転生したら破滅の皇子に拾われ溺愛されました。

tachyon

#1 さよなら世界 はじめまして異世界!?

この世はどうも生きづらすぎる。永遠に働かなきゃいけないにしては安い賃金。


私は来栖結衣くるすゆい。小学生の頃に父親と母親が離婚した。私は母親の方に引き取られたが虐待されて、学校でもいじめられていた。でも私はきっと生きてればいいことはあると信じて生きて来た。


高校卒業後私は独り立ちし必死になって働いた。パワハラ課長に耐え、セクハラ部長に耐え続けた……


だけどもう無理だ。


そんなことを思いながら階段を一段一段上がっていく。なぜか階段の軋む音が鮮明に聞こえた。


「やっとここまで登った。これで終われる……」


私の人生最悪だったな。虐待、いじめ、パワハラにセクハラ……。でもそんなのもこれでお別れ。


「さよなら私。来世では幸せになってね」


そして私の記憶はここから先なくなった……はずだった。


ここはどこ?霧が漂う森の中みたい。さっきまで私は東京にいたのに。ちょっと移動してみよう。どこかに集落があるかもしれないし。

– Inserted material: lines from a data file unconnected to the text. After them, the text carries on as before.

PR #361, opened 2021-02-23
Support two different locations for XML metadata

olsen232:
## Description

As of this commit, we support two different locations for XML metadata:
`<dataset>/.sno-dataset/meta/metadata/dataset.json`
`<dataset>/metadata.xml`

A dataset can have one or the other, not both.
Committing changes and patches continues to update the XML in its current location.
Imports now import XML to `metadata.xml`.
`metadata.xml` only supports one XML attachment per dataset - trying to add another causes the commit to fail with an appropriate error.

This is part of a change to eventually treat metadata.xml as an attachment, which can be checked out and edited like in git.

## Related links:

Internally, see The Friday Compromise 
## Checklist:


sno/meta_items.py
```diff
@@ -5,9 +5,15 @@
     "title",
     "description",
     "schema.json",
-    "metadata/dataset.json",
+    "metadata.xml",
+    "metadata/dataset.json",  # deprecated - imported as metadata.json going forward.
```
craigds, line 9:
```suggestion
    "metadata/dataset.json",  # deprecated - imported as metadata.xml going forward.
```

craigds (approved):

tests/data/patches/polygons.snopatch
```diff
@@ -8,12 +8,8 @@
...
...ode&gt;&lt;/gmd:classification&gt;&lt;/gmd:MD_SecurityConstraints&gt;&lt;/gmd:metadataConstraints&gt;&lt;gmd:metadataConstraints&gt;&lt;gmd:MD_LegalConstraints&gt;&lt;gmd:useLimitation&gt;&lt;gco:CharacterString&gt;Crown copyright reserved&lt;/gco:CharacterString&gt;&lt;/gmd:useLimitation&gt;&lt;gmd:useConstraints&gt;&lt;gmd:MD_RestrictionCode codeList=\"http://asdd.ga.gov.au/asdd/profileinfo/gmxCodelists.xml#MD_RestrictionCode\" codeListValue=\"copyright\"&gt;copyright&lt;/gmd:MD_RestrictionCode&gt;&lt;/gmd:useConstraints&gt;&lt;/gmd:MD_LegalConstraints&gt;&lt;/gmd:metadataConstraints&gt;&lt;gmd:metadataConstraints&gt;&lt;gmd:MD_LegalConstraints&gt;&lt;gmd:useLimitation&gt;&lt;gco:CharacterString&gt;Released under Creative Commons Attribution 4.0 International&lt;/gco:CharacterString&gt;&lt;/gmd:useLimitation&gt;&lt;gmd:useConstraints&gt;&lt;gmd:MD_RestrictionCode codeList=\"http://asdd.ga.gov.au/asdd/profileinfo/gmxCodelists.xml#MD_RestrictionCode\" codeListValue=\"license\"&gt;license&lt;/gmd:MD_RestrictionCode&gt;&lt;/gmd:useConstraints&gt;&lt;/gmd:MD_LegalConstraints&gt;&lt;/gmd:metadataConstraints&gt;&lt;/gmd:MD_Metadata&gt;</MDI>\n  </Metadata>\n</GDALMultiDomainMetadata>\n"
```
rcoup, line 12: This isn't right...

GDAL's "metadata" is a wrapper/container - in this case the metadata root should be the `<gmd:MD_Metadata>` element, and the `md_standard_uri` field in `gpkg_metadata` should be `http://www.isotc211.org/2005/gmd`

sno/working_copy/gpkg_adapter.py
```diff
@@ -474,29 +485,111 @@ def json_to_gpkg_metadata(v2_metadata_json, table_name, reference=False):
...
+
+
+def _get_uri_from_xml(xml_metadata):
+    from xml.dom.minidom import parseString
+
+    try:
+        doc = parseString(xml_metadata)
+        element = doc.documentElement
+        return (
+            _KNOWN_METADATA_URIS.get(element.tagName)
```
rcoup, line 500: I don't think we should be using GDALs metadata — is this an artifact of the OGR importer? It's basically a wrapper of actual metadata standards.

Need tests for this.

sno/working_copy/gpkg_adapter.py
```diff
@@ -474,29 +485,111 @@ def json_to_gpkg_metadata(v2_metadata_json, table_name, reference=False):
...
+            or element.namespaceURI
+            or "(unknown)"
+        )
+    except Exception:
+        return "(unknown)"
+
+
+def xml_to_gpkg_metadata(metadata_xml, table_name, reference=False):
+    if reference:
+        timestamp = datetime_to_iso8601_utc(datetime.now())
```
rcoup, line 511: Feels like this should probably be the commit timestamp of the last change to the metadata blob?

rcoup (changes requested):
Looks good

1. Something important I spotted with respect to "GDAL metadata", and metadata standard-detection in general.
2. What's the interim method to actually commit/update `metadata.xml`?

sno/working_copy/gpkg_adapter.py
olsen232: We don't "use" GDAL metadata as such. We accept any XML metadata that is attached and store it unchanged. The OGR importer doesn't provide any metadata (as far as I know, in any case we don't use it) - it's up to us to extract the metadata. We do this using the same code we use for extracting metadata from the GPKG working copy.

The code for guessing the URI is now moved from the importer to here. I can add some tests.

tests/data/patches/polygons.snopatch
olsen232: This is just the metadata that is attached to the test data. As far as I know, it's been like this since you created the test data over a year ago. This particular test actually recreates the polygons test repo by applying a patch - so the patch contains all the same data as the polygons test repo.

I can try to unwrap the XML in the test dta manually if you want. I don't know why it's how it is, but I don't have any evidence that it hasn't been accurately preserved by Sno - kept exactly as it was supplied to Sno long ago.

sno/working_copy/gpkg_adapter.py
rcoup: In principle yes, we accept whatever, but GDAL is a wrapper around _actual_ metadata :)

If there's no path to adding it at import time I think it's just a case of fixing the test data. I guess I just overlooked it.

sno/meta_items.py
olsen232: Done

tests/data/patches/polygons.snopatch
olsen232: Fixed XML for polygons test repo in particular, in a separate commit.

Weird test data is unique to polygons test repo and doesn't seem to point to any particular Sno issue.

sno/working_copy/gpkg_adapter.py
olsen232: As above:
"Fixed XML for polygons test repo in particular, in a separate commit.
Weird test data is unique to polygons test repo and doesn't seem to point to any particular Sno issue."

Code for guessing URI still has no tests - I will add tests in a separate PR.

sno/working_copy/gpkg_adapter.py
olsen232: Not yet done - this is a bigger change than you would think since it means the working-copy generated is no longer a function of a particular git tree, but of the entire repo history - need to wire through some more data to the right places.

Will do this in a separate PR.

rcoup: Is it worth doing?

あれ?こんな視線低かったけ?身長が縮んでるような?でも心なしか手も小さく見える……


近くに池みたいなのがあり、そこに顔を映してみた。


……!?


何この顔!?少女になってるじゃん!多分身長は10歳ぐらいかな?


なにこれ?もしかして最近の有名な異世界転生ってやつ?なんで私がそういう系の漫画あんまり読んだことないだけどなぁ。


でもじっとしてても何もわからないし、少し歩いてみようかな。


でも歩いても歩いても木ばっかり。霧もすごいし元の場所には戻れないな。もう少し歩いてみよう。


「うわっ!!」


私の目の前にいるのはまるでクマのような生き物だ。毛深く鋭い牙、大きい体、まるで獲物を見定めるような目。


あぁ私また死ぬんだ。せっかく転生までしたのに……


ここまでか……私は覚悟を決めた……が、


『滅べ』


!?


声のした方を見てみると、身長180cmくらいの細身の人が立っていた。


「そこの子供。なぜここにいる?どうやってここに来た?」

「えっ?その……」


さっきのクマみたいな生物を見ると跡形もなく消えていた。

急なことに驚き、うまく言葉を発することができなかった。


「ここは“伏魔の樹海ふくまのじゅかい”だ。そんなとこになぜ子供がいる?」

「あの、私目が覚めたらここにいて、私もなんでここにいるのかわからないんです」


なぜかまじまじたまられてる気がする。こういう見られ方は初めてなんだけど。


「ならば俺のところに来い。ここら辺は危ない」

「あ、ありがとうございます」


「俺はゼノ・トリスティアだ。お前、名前は?」

「結衣……来栖結衣です。ゼノさん」


「ユイか。よろしくな」


ゼノさんよく見たらめちゃくちゃイケメンじゃん。黒髪で赤眼。そして高身長!絶対モテるんだろうな。


「よし。俺の屋敷に行くぞ。ほら」

「うわっ!」


急に抱っことかびっくりするじゃん。でもなんだか落ち着くな。